Summer is the time for cable channels to move to the fore with original programming as the broadcast networks fill their schedules with reruns and cheap “reality” shows. And it has become a truism that the major free cable channels are rather more adventurous in their programming than the broadcast networks. This willingness to take chances has led to some very good shows such as Monk, The Closer, Mad Men, Nero Wolfe, and the like.
However, as the cable channels seek to fill their schedules with more and more shows, the ingenuity and originality factors have necessarily suffered in the past couple of years. That appears to be the case with the new TNT crime drama Perception.
By giving it the time slot just after the network’s most widely admired show, The Closer, TNT is clearly placing high expectations on Perception, and viewers can be expected to do likewise. Alas, it appears both may end up disappointed. Having The Closer as a lead-in should give the show some time to develop viewer loyalty. As should be expected, Perception did well in the ratings for its premiere Monday night, drawing 5.6 million viewers (live plus same-day). That’s an 8 percent drop from the 6.1 million people watching The Closer, not a bad first-night audience at all.
What the first-night viewers of Perception saw was what TV producers and distributors typically try to do: create something that’s the same as previously successful shows but just a little different.
There’s certainly nothing wrong with that — it’s what makes shows such as Psych and The Mentalist follow the success of Monk. Here’s how it works in Perception: An eccentric genius neuroscience professor, Dr. Daniel Pierce (Eric McCormack), teams up with one of his former students, Chicago-based FBI agent Kate Moretti (Rachael Leigh Cook), to solve mysteries. Pierce’s credibility is undermined, however, by his susceptibility to schizophrenic hallucinations. That’s his designated quirk, a necessity for modern-day TV detectives. Pierce, for her part, has a history of testy relationships with her superiors in the FBI.
Pierce’s insights into the crimes are shown in a variety of ways, one of which is the highlighting of letters on the screen. There’s also some occasional philosophizing from the lead character, as he talks about perception and reality in his classroom lectures.
Thus it’s easy to see elements of Monk, The Closer, Psych, The Mentalist, and the movies The Oxford Murders and A Beautiful Mind mixed into Perception. What all the TV shows in that list share is a protagonist and close associates whom audiences like, root for, and want to invite into their homes every week. It’s a proven formula for TV success.

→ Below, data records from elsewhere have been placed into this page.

PR #686, opened 2022-06-07
Testing tracetest with tracetest

mathnogueira:
This PR adds the necessary CI configuration to run integration tests using tracetest. There are a some changes in the CLI that are needed for that to work. But this sets the correct path to start testing tracetest with tracetest.

Things that will be addressed on other PRs:

- [ ] We are testing a static version of tracetest, I'll open another PR to create two tracetest instances, one that we know it works and another using the latest docker image.
- [ ] CLI doesn't fail if the test fails: if an error happens, CLI exit code is still zero. I have to fix that
- [ ] CLI doesn't fail if an assertion fails: if the CLI works and retrieves the test result, it doesn't exit with an error if any of the assertions failed.

## Checklist

- [x] tested locally
- [ ] added new dependencies
- [ ] updated the docs
- [x] added a test


server/config.yaml.sample
```diff
@@ -1,6 +1,6 @@
 postgresConnString: "host=postgres user=postgres password=postgres port=5432 sslmode=disable"
 jaegerConnectionConfig:
-  endpoint: jaeger-query:16685
+  endpoint: localhost:16685
```
mathnogueira, line 3: Changed it because we don't have a `jaeger-query` service on our docker-compose file.

tracetesting/ci/tracetest-testing-docker-compose.yml
```diff
@@ -0,0 +1,124 @@
...
+      - 8081:8081
+    depends_on:
+      postgres:
+        condition: service_healthy
+      jaeger:
+        condition: service_healthy
+      pokeshop:
+        condition: service_started
+    networks:
+      - local
```
mathnogueira, line 104: To run realistic tests, we would have to setup two `tracetest` services. One based on `sha-b6666d6` (probably v0.5.2), and another built from the latest changes in the code to be tested. As we progress, we can start using newer tracetest versions to test the latest tracetest changes.

mathnogueira:
This can be closed because #736 achieves the same goal.

PR #1730, opened 2022-12-22
fix(server): replace fallback DataStore with "create on first run" approach

schoren:
This PR changes the way we handle initial datastore config. Now, on first server run, if there is any datastore configured on the config file, it will insert it to the db.
## Checklist

- [x] tested locally
- [ ] added new dependencies
- [ ] updated the docs
- [ ] added a test

### DIFF
--- a/server/app/app.go
+++ b/server/app/app.go
@@ -7,6 +7,7 @@ import (
 	"log"
 	"net/http"
 
+	"github.com/davecgh/go-spew/spew"
 	"github.com/gorilla/handlers"
 	"github.com/kubeshop/tracetest/server/analytics"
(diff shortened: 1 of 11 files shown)


mathnogueira (approved):

server/app/app.go
```diff
@@ -102,11 +102,14 @@ func (a *App) Start() error {
 		return err
 	}
 
+	fmt.Println("New install?", isNewInstall)
```
xoscar, line 105: 😬

xoscar (approved):

jorgeepc (approved):

PR #1738, opened 2022-12-22
chore: Speedup docker multiarch build

schoren:
This PR changes the build pipeline to use more of goreleaser's features, and improving cache and parallelization. The end goal is to have faster multi arch docker builds, but also speed our pipelines in general.

This PR changes the deploy main and release pipelines. This has not been totally tested because the only way to really test is is to do a real deploy main and release. It has been tested up to a point where it shouldn't be different from the previos pipeline.

Example runss:
- Release: https://github.com/schoren/tracetest/actions/runs/3761226129
- Deploy main: https://github.com/schoren/tracetest/actions/runs/3761226125

In both examples the pipeline fails because of invalid credentials, so everything works until the actual publishing of artifacts.


.github/workflows/deploy-main.yml
```diff
@@ -1,4 +1,4 @@
-name: Deploy main
+name: Deploy main 2
```
mathnogueira, line 1: I suppose that was a test

mathnogueira (approved):

Dockerfile
```diff
@@ -1,58 +1,15 @@
...
-RUN cd cli && go mod download
-
-COPY ./cli ./cli
-
-COPY .goreleaser.yaml .
-RUN cd cli && make build
-
 FROM alpine AS release
+# Enable machine-id on alpine-linux (https://gitlab.alpinelinux.org/alpine/aports/-/issues/8761)
+RUN apk add dbus
```
danielbdias, line 3: We removed this lib on purpose because we were having a lot of problems with duplicate machineids on docker at the beginning of January. The PR with the fallback is here: https://github.com/kubeshop/tracetest/pull/1797

danielbdias (approved):

PR #1741, opened 2022-12-26
chore: update tracetest github action to use transactions to simplify test scripts

danielbdias:
This PR aims to simplify our `tracetest` step on Github Actions to rely more on the transaction infra instead of unique tests.

## Changes

- Update structure inside on `./tracetesting` folder to use tracetest "transaction" structure to create test suites, moving test suite control from the set o bash scripts to tracetest server
- Removed fixed ids from tests to guarantee that two test runs won't affect each other

## Checklist

- [x] tested locally
- [ ] added new dependencies
- [ ] updated the docs
- [x] added a test


danielbdias:
This first trigger was just made to force gitlab actions run and ensure that everything is right. The next commits will have the changes to the process.

mathnogueira (changes requested):
Looks great. Just try to improve the assertions I mentioned

mathnogueira (approved):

Alas, that’s the very thing Perception lacks. McCormick gives a reasonably persuasive portrayal of the troubled genius, but he doesn’t bring much personality to the role, at least not in the pilot episode. Most of his repertoire here appears to consist of frowns, which is a bit surprising given his work in the popular TV comedy Will and Grace. Cook plays a somewhat clichéd character, the overly intense police detective, and although she comes off as a mite more personable than McCormick, she doesn’t get much of a chance to convey the kind of winsome personality she brought to her role as fake-psychic detective Shawn Spencer’s paramour in Psych. Not even close, in fact.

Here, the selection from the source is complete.